/---

PR #22, opened 2024-11-12
message routing

suurkivi:


tests/consensus_test.rs
```diff
@@ -114,8 +125,9 @@ impl NodeForTest {
 
 #[tokio::test]
 async fn test_basic_consensus() {
+    let env_filter = EnvFilter::try_from_default_env().unwrap_or_else(|_| EnvFilter::new("info"));
```
sanjayprabhu, line 128: Let's keep this to `warn`. We could disable entirely for tests, but I've found this useful for debugging.

src/node/snapchain_node.rs
```diff
@@ -7,19 +7,21 @@ use crate::core::types::{
...
-use std::collections::BTreeMap;
+use std::collections::{BTreeMap, HashMap};
 use tokio::sync::mpsc;
 use tracing::warn;
 
 const MAX_SHARDS: u32 = 3;
 
 pub struct SnapchainNode {
     pub consensus_actors: BTreeMap<u32, ActorRef<ConsensusMsg<SnapchainValidatorContext>>>,
+    pub shard_messages: HashMap<u32, mpsc::Sender<message::Message>>,
```
sanjayprabhu, line 24: I like suffixing tx/rx to channels, so it's clearer when reading the code.

src/consensus/consensus.rs
```diff
@@ -222,10 +234,23 @@ impl Proposer for ShardProposer {
             .as_bytes()
             .to_vec();
 
+        let it = iter::from_fn(|| self.messages_rx.try_recv().ok());
+        let user_messages: Vec<message::Message> = it.collect();
```
sanjayprabhu, line 238: Does this collect everything until the channel is empty? I think we should impose a max limit and also a timeout (use what's being passed in above).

\---

• WHAT TO PRODUCE
Go through the data above and copy each line in which "this" appears.

• PROBLEM SOLUTION
sanjayprabhu, line 128: Let's keep this to `warn`. We could disable entirely for tests, but I've found this useful for debugging.
sanjayprabhu, line 238: Does this collect everything until the channel is empty? I think we should impose a max limit and also a timeout (use what's being passed in above).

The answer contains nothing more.